The city's mayor, Michael Bloomberg, said on Tuesday that the hate is connected to upcoming national congressional elections.

"A lot of people are using this as a political gambit. I find it disgraceful, but it is their right to do it."

Election wedge issue

In Washington, the interfaith delegates also talked about the anti-Muslim backlash being a wedge issue in the forthcoming elections - particularly fears about the weak economy and high unemployment whipped up by extremists.

Dr Sayyid M Syeed of the Islamic Society of North America said: "Together we have said that we have a stake in this country. We have worked together and built trust, confidence understanding and goodwill. We will not let these fringe groups go ahead and destroy that."

Delegates agreed to turn to the numerous interfaith coalitions and councils that exist in almost every town in America as a way of calming anti-Muslim feelings across the country.

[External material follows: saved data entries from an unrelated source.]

PR #61, opened 2015-09-10
Patched express on public interface

matthewloring:
Unit and non-interference tests pass with these changes. I don't believe it is necessary to update unit tests with full coverage of the method interface as the code paths are fully shared. @ofrobots PTAL.


ofrobots:
LGTM.

matthewloring:
Fixes #61

PR #64, opened 2015-09-15
added mocha style run in span operation to agent

matthewloring:


matthewloring:
@ofrobots PTAL.

matthewloring:
@ofrobots Your comments seem to have disappeared from github. I've added them here:
1) Make fn the last argument to runInSpan.
Response: My thought was that in Node the pattern of taking function arguments (some potentially being optional) followed by a callback is common. However, in this case the function isn't a callback but is semantically an argument to the function so it made sense to put it before the optional argument for labels.
2) Test adding labels in endSpan.
Response: Done.

ofrobots:
Having labels last makes the interface similar to `setTimeout`, which is generally hated by everyone, myself included. From a readability perspective this would have been so much nicer:
```
setTimeout(5000, function() {
  // blargh
  // blargh-de-blargh
  // et tu, blargh?
  // blargh!
});
```

Similarly, logically it makes more sense to the labels to be next to the name of the transaction, as opposed to separated by an arbitrarily long function.

matthewloring:
@ofrobots Done!

ofrobots:
LGTM.

PR #69, opened 2015-09-17
Accept labels as objects on start and end span

matthewloring:
Previously, labels were passed to start and end span calls
with the structure [{ key: 'key', value: 'val' }]. This has been
replaced with the more concise { key: 'val' } structure.

@ofrobots PTAL.


ofrobots:
LGTM

PR #71, opened 2015-09-21
Fixes null reference in express

### LINKED ISSUE #70: Exception: cannot read property bindEmitter of Null
Run into this just now. Seems like we need a test for the path where we fail to get a project number. We need to completely disable the agent in such cases.

```shell
~/src/bookshelf2/bookshelf 2-structured-data
❯ node app.js
App listening at http://:::8080
ERROR:@google/cloud-trace: Unable to acquire the project number from metadata service. Please provide a valid project number as an env. variable, or through config.projectId passed to start().Error: Could not auto-discover project-id. Please export GCLOUD_PROJECT_NUM with your numeric project id
TypeError: Cannot read property 'bindEmitter' of null
    at middleware (/Users/ofrobots/src/bookshelf2/bookshelf/node_modules/@google/cloud-trace/lib/hooks/userspace/hook-express.js:40:12)
    at Layer.handle [as handle_request] (/Users/ofrobots/src/bookshelf2/bookshelf/node_modules/express/lib/router/layer.js:95:5)
    at trim_prefix (/Users/ofrobots/src/bookshelf2/bookshelf/node_modules/express/lib/router/index.js:312:13)
    at /Users/ofrobots/src/bookshelf2/bookshelf/node_modules/express/lib/router/index.js:280:7
    at Function.process_params (/Users/ofrobots/src/bookshelf2/bookshelf/node_modules/express/lib/router/index.js:330:12)
    at next (/Users/ofrobots/src/bookshelf2/bookshelf/node_modules/express/lib/router/index.js:271:10)
    at expressInit (/Users/ofrobots/src/bookshelf2/bookshelf/node_modules/express/lib/middleware/init.js:33:5)
    at Layer.handle [as handle_request] (/Users/ofrobots/src/bookshelf2/bookshelf/node_modules/express/lib/router/layer.js:95:5)
    at trim_prefix (/Users/ofrobots/src/bookshelf2/bookshelf/node_modules/express/lib/router/index.js:312:13)
    at /Users/ofrobots/src/bookshelf2/bookshelf/node_modules/express/lib/router/index.js:280:7
```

Rabbi David Saperstein, from the Religious Action Center of Reform Judaism told me: "We want to strengthen them, be sure Muslims are brought fully into those interfaith coalitions and ask them to speak out and educate their people about Islam and about the importance of indivisible religious liberty in America and throughout the world."

All this happened on the same day that the state department held its annual iftar for Muslim leaders. The secretary of state, Hillary Clinton, joined in the condemnation of the Florida group's plans to burn the Quran. In comments that received widespread coverage on US TV and radio she said:

"I am heartened by the clear unequivocal condemnation of this disrespectful disgraceful act that has come from American religious leaders of all faiths."

Many delegates attending the interfaith meeting in central DC went on later in the afternoon to discuss anti-Muslim bigotry with the US attorney-general, Eric Holder, at the department of justice.

Holder announced a federal investigation into four alleged incidents against Muslim Americans - including the attack on the New York taxi driver.

Muslims in the US might be nervous right now, but the interfaith summit was an attempt to reassure them - sending a clear message - in the future, other faiths will speak out against anti-Muslim discrimination - much more than they have in the past.

Another interfaith meeting - only bigger - is slated before the end of the year.